Selain opsi menaikkan iuran, pemerintah juga mendorong upaya efisiensi melalui bauran kebijakan yang dilakukan oleh Kementerian Kesehatan dan Kementerian Keuangan.

Demikian tertera dalam Rancangan Undang-undang tentang Anggaran Pendapatan dan Belanja Negara Tahun Anggaran 2020 beserta Nota Keuangan seperti dikutip ²©²ÊÍøÕ¾, Selasa (20/8/2019).

Berdasarkan laporan audited Dana Jaminan Sosial (DJS) periode 2014 - 2018, keuangan DJS Kesehatan mengalami defisit yang besaran kewajiban pembayaran klaim layanan kesehatan lebih tinggi dari pada kemampuan BPJS Kesehatan dalam mengumpulkan penerimaan dari iuran peserta.

Sumber utama defisit program JKN adalah ketidakcukupan iuran untuk membiayai program, selain itu terkait tantangan kolektibilitas iuran dari peserta sektor informal dan pengendalian biaya layanan kesehatan.

Guna mengatasi kondisi tersebut, untuk menjaga kesehatan keuangan DJS Kesehatan, sebagai last resort, pemerintah sejak awal penyelenggaraan program telah melakukan intervensi melalui belanja bantuan program JKN dalam APBN.

Tantangan terbesar yang muncul di setiap tahun dari implementasi program JKN adalah dari aspek finansial, di mana kondisi keuangan DJS Kesehatan selalu mengalami defisit dan pemerintah selaku penanggung jawab program harus melakukan intervensi, baik melalui serangkaian kebijakan maupun memberikan suntikan dalam bentuk belanja.

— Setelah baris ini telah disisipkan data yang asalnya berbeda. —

Issue #3196, opened 2025-02-16
Proposal: Provide Unwrap an method on `manet.Conn`, `transport.CapableConn`, and `network.Conn`


sukunrt:
Currently wrapping any of these connection types is very error prone. We've run in to interface assertion errors a bunch of times around these connections. 
The last few were with the introduction of the shared tcp listener for tcp and websocket. 

The problem is that any wrapping breaks interface assertions downstream. 
Most recently, when implementing #3186 I ran into it again when the `tcp.tracingListener` rejected the wrapped `manet.Conn` as it didn't expose the tcp metrics tracing methods. Here's the code where this happens: https://github.com/libp2p/go-libp2p/blob/master/p2p/transport/tcp/metrics.go#L292

If we add `Unwrap() Conn` methods to the most used types(`manet.Conn`, `transport.Conn`, `network.Conn`), similar to the `Unwrap() []error` method on error wrappers, we will have an idiomatic way of asserting if any connection in the whole wrapping chain implements the expected method. 

This will still be brittle. It depends on correctly implementing Unwrap always. But it should be better than the situation right now.

MarcoPolo:
I think we can close this as we have conn.As now

PR #3338, opened 2025-07-17
feat(network): Add ConnAs

MarcoPolo:
ConnAs works in a similar way to errors.As. It allows a user to cut through the interface layers and extract a specific type of connection if available.

This serves as a sort of escape hatch to allow users to leverage some connection specific feature without having to support that feature for all connections. Getting RTT information is one example.

It also allows us, within the library, to get specific types of connections out of the interface box. This would have been useful in the recent changes in tcpreuse. See https://github.com/libp2p/go-libp2p/pull/3181 and https://github.com/libp2p/go-libp2p/pull/3142.

Getting access to the underlying type can lead to hard to debug issues. For example, if a user mutates connection state on the underlying type, hooks that relied on only mutating that state from the wrapped connection would never be called.

It is up to the user to ensure they are using this safely.

### DIFF
--- a/core/network/conn.go
+++ b/core/network/conn.go
@@ -87,6 +87,20 @@ type Conn interface {
 	// IsClosed returns whether a connection is fully closed, so it can
 	// be garbage collected.
 	IsClosed() bool
+
+	// As finds the first conn in Conn's wrapped types that matches target, and
+	// if one is found, sets target to that conn value and returns true.
+	// Otherwise, it returns false. Similar to errors.As.
+	//
+	// target must be a pointer to the type you are matching against.
+	//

Sehubungan dengan hal tersebut, pada periode sekarang dan yang akan datang, pemerintah memiliki tugas memitigasi defisit DJS Kesehatan demi kesinambungan program JKN-Kartu Indonesia Sehat (KIS).

"Kebijakan untuk mengatasi defisit tersebut antara lain menaikkan iuran JKN sesuai kaidah aktuaria yang berlaku dan mempertimbangkan kemampuan daya beli masyarakat, serta upaya efisiensi melalui bauran kebijakan yang dilakukan oleh Kementerian Kesehatan dan BPJS Kesehatan," tulis dokumen tersebut

Dokumen itu menuliskan, potensi risiko yang kemungkinan besar tetap terjadi dalam penyelenggaraan JKN tahun 2020 adalah pencapaian target kepesertaan menuju Universal Health Coverage (95 persen dari total penduduk), tingkat kolektabilitas iuran segmen Peserta Bukan Penerima Upah (PBPU), pengendalian biaya, dan lainnya.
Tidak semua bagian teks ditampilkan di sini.